歯の神経の役割は? 神経を取るとどうなるか

歯を磨く幼児

虫歯が深ければ、残したくても残せないことが多い

歯の被せものを作る場合、被せる土台となる歯の内部の神経を、取ってから被せる場合と、残したまま被せる場合があります。それぞれの特徴について解説します。

まず、「歯の神経」の役割をおさらいしておきましょう。歯の内部には、神経や細い血管などで満たされている空間「歯髄」と呼ばれる部分が存在しています。歯髄には歯に栄養を運んだり、虫歯菌などの細菌が歯から体内に入り込むのを防御する役割があります。

歯を木に例えると、栄養が常に運ばれている木と、運ばれていない木では、形はどちらも同じように見えても、粘りや抵抗力などは栄養が運ばれている方がしっかりとしている感じはイメージしていただけるかと思います。歯の場合も同様です。こう聞くと、神経は温存したいと考える方が多いと思いますが、大きな虫歯になっている場合は、神経を取るしか選択肢が無いこともあります。

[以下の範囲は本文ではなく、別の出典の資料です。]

PR #935, opened 2019-08-22
Add endpoint to email-alert-api to send single email

1pretz1:
Trello:
https://trello.com/c/68dWZW80/46-create-endpoint-on-email-alert-api-to-send-single-email

### DIFF
--- a/config/routes.rb
+++ b/config/routes.rb
@@ -9,6 +9,8 @@ Rails.application.routes.draw do
     post "/unpublish-messages", to: "unpublish_messages#create"
 
     post "/notifications", to: "content_changes#create" # for backwards compaibility
+
+    resources :emails, only: %i[create]
     resources :content_changes, only: %i[create], path: "content-changes"
     resources :spam_reports, path: "spam-reports", only: %i[create]
     resources :status_updates, path: "status-updates", only: %i[create]
--- a/app/controllers/emails_controller.rb
+++ b/app/controllers/emails_controller.rb
@@ -1,0 +1,11 @@
+class EmailsController < ApplicationController
+  def create
+    email = Email.create!(
+      address: params.require(:address),
+      subject: params.require(:subject),
+      body: params.require(:body),
+    )
+
+    DeliveryRequestWorker.perform_async_in_queue(email.id, queue: :delivery_immediate)
+  end
+end
--- a/spec/features/emails_spec.rb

神経を取るか取らないか……メリット・デメリットを比較

歯の神経を残して被せた場合と、歯の神経を取って被せた場合のメリットは、次のようになります。

■歯の神経を残して被せた場合のメリット
  • 被せた後のリスクが軽減される
  • 歯の神経を抜く場合には、神経を抜いた空間に詰め物などを埋める必要がある。根の治療を行なわないため、治療後しばらくしてから根の先にトラブルが起こるリスクを考えなくても良い。

  • 歯の耐久性が高くなる
  • 神経がある場合は、歯に粘りや抵抗性があるため、神経を取った場合に比べて、耐久性に優れる。特に前歯の差し歯では、被せた後で、歯の根が折れるなどといったトラブルが起こりにくい。

■歯の神経を取って被せた場合のメリット
  • 歯の痛みから解放される
  • 歯の神経を取り除くため、歯の根元が露出してきても、仮に被せた後に虫歯になったとしても、しみたりすることがなくなる。

  • 審美重視の被せものが作りやすい
  • 神経がある場合は、被せる前にあまり削れないため、被せものの大きさや、角度などが制限されることがあるが、神経が取った場合には、歯の形や角度を大きく修正し、審美的に優れた形態の歯を作ることも可能となる。

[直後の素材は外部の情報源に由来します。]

PR #936, opened 2019-08-22
Implement sending ad-hoc messages

thomasleese:
This adds functionality which allows sending a message to the members of one the GOV.UK subscription lists. It does this by providing an endpoint `/messages` which allows creating a message (fields are title, path and body) which can then be distributed to everyone matching the criteria for that message. 

This functionality is intended to be used as a bespoke means for communicating with people on mailing lists where we may want to provide more appropriate communication for a particular scenario or to alert them to things that outside normal content changes (this functionality would be an appropriate replacement for the [taxon unpublishing notifications](https://github.com/alphagov/email-alert-api/blob/f78035d1519328fc9bb47a8821eb81207bb64cf2/app/services/unpublish_handler_service.rb) and the [business readiness fake content-changes](https://github.com/alphagov/content-tagger/blob/a5f4273252639328e1b89d05f313860f1f1dd144/app/services/facets/tagging_update_publisher.rb#L27-L33)).

This is the final part of https://github.com/alphagov/email-alert-api/pull/927 and follows on from #933.

[Trello Card](https://trello.com/c/5rtAmAjc/54-finish-the-messages-endpoint-work-in-email-alert-api)


app/builders/message_email_builder.rb
```diff
@@ -0,0 +1,63 @@
...
+        #{permission_reminder(subscriptions)}
+
+        #{ManageSubscriptionsLinkPresenter.call(address)}
+      BODY
+    end
+
+    copy
+  end
+
+  def permission_reminder(subscriptions)
```
1pretz1: Maybe call this `subscription_reminder` as its more of a 'reminder' of your subscription than of your permission?

app/workers/immediate_email_generation_worker.rb
```diff
@@ -40,6 +42,19 @@ def update_content_change_cache(subscription_contents)
...
 
+  def messages
+    @messages ||= {}
+  end
+
+  def update_message_cache(subscription_contents)
+    message_ids = subscription_contents.flat_map { |_, sc| sc.map(&:message_id) }
+                                       .compact
+                                       .uniq
+    ids = message_ids - messages.keys
```
1pretz1: I don't really understand this line as here `messages` will always be an empty array at this point unless I'm misunderstanding something?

それぞれのデメリットは、上記のメリットの逆のことが想定されると言えます。

あえて神経を取るほうが良い場合とは?

抜髄
被せる前に神経を抜くことになる歯が約8割、神経を残して被せることが出来るのは約2割程度かも?
基本的には、元来存在する神経は炎症が無ければ、取る必要はないのが大原則です。しかし次のような場合には、歯の神経をあらかじめ取ることがあります。

■術後の違和感の可能性
歯周病の進行の程度や、歯の場所や形によっては、神経を残して被せると、治療後に痛みやしみたりすることが予め判っている場合。

■歯の移動の可能性
歯周病の治療後や、小矯正などで、歯が移動した後で、被せる際に歯を削ると、神経が露出する恐れがある場合。

■咬み合わせや歯並び
咬み合せや歯並びが原因のトラブルの場合、歯を形態を大きく修正したほうが良い場合。しかし神経があると修正が制限されるため、神経を取ってから被せることもある。

■審美性
被せものの審美性を優先すると神経が無いほうが有利となる場合。


実際、臨床では何を最優先するかによって選択肢が変化することが多くなります。さらにさまざまな問題を考慮し、無理に神経を残すより、抜くほうが、メリットが多いと判断できれば、被せる前に神経を取ることもありえるのです。